Introduction
Crisis events such as natural disasters, terror attacks and, more recently, a global pandemic place considerable strain on hospital systems and resources.1 2 Critical care ventilators can provide support to patients suffering from a wide range of medical conditions.3 However, a shortage of ventilators has serious implications for patient treatment and prognosis. Emergency and disposable transport ventilators (DTVs) have emerged as a potential alternative that could be used in the initial care of patients.
Mechanical ventilation (MV) is the standard respiratory care provided to critically ill patients who cannot maintain their airways or adequate oxygenation levels. DTVs are devices used in emergency or transport situations to provide positive pressure ventilation and to assist a patient in breathing.4 These devices, for example, the Vortran GO2VENT and Egemen Life Control disposable ventilator, provide controlled ventilation with a fixed fraction of inspired oxygen and have simple controls for breath rate (BR) and tidal volume (Vt). Of note, the GO2VENT is also registered for up to 30 days of short-term use with the Food and Drug Administration. Weiss et al5 compared manual and automatic resuscitators in an emergency medical situation during ventilation of intubated patients and concluded no significant difference in overall patient care between the two resuscitator types. A recent study by Afacan et al6 investigated the efficacy and safety of a DTV; based on patient vital signs and blood gas analyses, the authors found that the disposable ventilator tested was a reliable option for short-term ventilation of critically ill mechanically ventilated patients during transport. To the best of the authors’ knowledge, while a number of studies involving resuscitators are available,2 4–6 no studies have been performed in combination with aerosol therapy, and comparative aerosol delivery efficiencies remains unclear.
Respiratory diseases are a leading cause of critical illness and subsequent provision of respiratory support with combination aerosol therapy is now a mainstay treatment used within the intensive care unit and emergency departments.7–9 Aerosol therapy provides high local drug concentrations with few systemic side effects. Examples of inhaled aerosol agents include bronchodilators and mucolytics which are used in the treatment of chronic obstructive pulmonary disease and asthma.9 10 A number of studies have reported on the factors that can affect aerosol drug delivery, such as choice of aerosol generator, artificial airway selection, placement within the respiratory circuit and humidification. Alhamad et al11 showed that aerosol delivery with a vibrating mesh nebuliser (VMN) and pressurised metered-dose inhaler was more efficient than with a jet nebuliser (JN) in an in vitro paediatric breathing model. The position of the aerosol generator also greatly influences aerosol drug delivery in ventilated patients. Studies by both Berlinski et al12 and Ari et al13 showed improved aerosol deposition when the aerosol generator was placed at the dry side of the humidifier compared with at the wye in both adult and paediatric settings. Finally, various reports have shown how the presence of active and passive humidification, via a heated humidifier or heat and moisture exchangers (HMEs), within the respiratory circuit can influence aerosol deposition.13 14 Ari et al14 reported lower and more consistent aerosol drug delivery with an HME than with a standard non-humidified model.

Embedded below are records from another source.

PR #234, opened 2021-06-07
CLN: A variety of smaller consistensy issues

### LINKED ISSUE #228: Some minor points I noticed while using trackintel
1. In the `read_geolife` doc it says that returning labels is optional while it always returns labels. [link](https://trackintel.readthedocs.io/en/latest/modules/io.html#trackintel.io.dataset_reader.read_geolife)
2. The printing of progress in the geolife dataset reader should be optional
3. It would be great if `geolife_add_modes_to_triplegs` would have an example available
4. I think the explanation of `gap_threshold ` in `generate_staypoints` is not very clear. We should add a section under notes that briefly explains that positionfixes with a time distance that is greater than `gap_threshold` are excluded from a staypoint.
5. I think the default value of `gap_threshold ` in `generate_staypoints` should be something useful (e.g., 15 minutes as suggested in the notes) or nan/None/Null/inf/False to make clear that it is not used by default.
6. I think the documentation style of writing dark blue on light blue for the function definition has very bad contrast e.g., [here](https://trackintel.readthedocs.io/en/latest/modules/preprocessing.html#trackintel.preprocessing.positionfixes.generate_triplegs)
7. The clarification `if ‘distance_metric’ is ‘haversine’ or ‘euclidean’, the unit is in meters.` (from `generate_locations`) should be copied to `generate_staypoints`.
8. I think that using preprocessing methods via the accessors is somehow poorly documented. If using the accessors is the standard way it might be useful to mention them in the docstring of the method so that users will know that they can use a specific method via the accessor. It is sometimes not clear to me (as a maintainer^^) which methods are available via the accessor. Having the accessor written out in the doc string would also help because I could then simply copy the code from the documentation.
9. I think the default value of 5 minutes as a time threshold for [create_activity_flag](https://trackintel.readthedocs.io/en/latest/modules/analysis.html#trackintel.analysis.label.create_activity_flag) should be increase to 15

To date, there has been no study that has examined the potential of DTVs to successfully deliver aerosol for the short-term treatment of ventilator-dependent patients. The hypothesis under investigation in this piece of work is whether DTVs are a viable short-term alternative to MVs for the delivery of aerosol treatments to ventilator-dependent patients. It is well documented in MV studies that nebuliser type, position within the respiratory circuit and humidification can significantly affect the potential aerosol dose a patient receives. The potential effects, if any, of these variables on aerosol drug delivery during simulated ventilation of adult and paediatric patient models will also be examined.